L’abondant usage des photographies d’époque confère une matière sensible aux évolutions historiques, matière qui concerne d’abord les corps : vêtements, accessoires, manière d’entretenir la barbe et les cheveux. Les variations dans l’habit et la présence des femmes sont particulièrement significatives. Le « sens de l’histoire » n’étant pas toujours celui qu’on croit, il est frappant de voir de nombreuses femmes intégralement voilées sur les photos les plus récentes et de découvrir des clichés des années cinquante que l’on croirait pris à Paris – et à l’occasion desquels le « sentiment » de la différence culturelle, et même ethnique, s’atténue de manière frappante.

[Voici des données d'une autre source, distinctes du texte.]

PR #184, opened 2021-01-26
FirmwareReleaseView: Layout tweaks

cassidyjames:
Some layout tweaks, including adding a scrolled window to ensure things don't grow out of hand.

Screenshot from 2021-01-26 15-17-03


meisenzahl (approved):
LGTM

PR #186, opened 2021-01-27
FwupdManager: Use an async future to initialize dbus

davidmhewitt:
If fwupd isn't running (which you can test with `sudo killall fwupd`), there's a noticeable delay while loading the about plug while it waits synchronously for the DBus interface to be ready. This reduces that significantly.

@meisenzahl Can you check the `device_added` and `device_removed` signals still fire properly?


meisenzahl:
I can confirm that the signals still fire properly.

meisenzahl (approved):
I can confirm that this works as intended.

The implementation looks reasonable to me. But I lack the knowledge to judge it quality-wise.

Si c’est donc en historien plutôt qu’en romancier qu’Atiq Rahimi se confronte à l’histoire afghane, il choisit néanmoins de consacrer deux de ses films à des personnes qui sont aussi des personnages, le roi en exil (Zaher Shah : le royaume de l’exil) et un frère dominicain, Serge de Laugier qui transforma son domicile de Kaboul en orphelinat (Nous avons partagé le pain et le sel). Et dans (A)fghanistan : un État impossible, l’emploi de la première personne vient dans une certaine mesure se substituer aux figures subjectives des deux autres films ; mais malgré ce « je » ou ces « destins », Rahimi ne parvient pas toujours à mettre sur pied, dans la biographie comme dans l’histoire, une claire progression narrative.
Si ces trois films offrent un riche contenu, leur qualité proprement cinématographique est modeste. Les beautés qu’ils recèlent résident dans les archives qu’ils rassemblent plutôt que dans leur composition, qui ne va pas sans un peu de maladresse et même quelques séquences très laborieuses, telles que la promenade dans le jardin du roi dans Zaher Shah : le royaume de l’exil, où la caméra ne parvient décidément pas à se placer, ou la gênante crise de fou rire, qui plus est au ralenti, dans Nous avons partagé le pain et le sel. C’est donc essentiellement des occasions de s’instruire qu’il faudra chercher dans ces trois documentaires – ce qui n’est pas rien.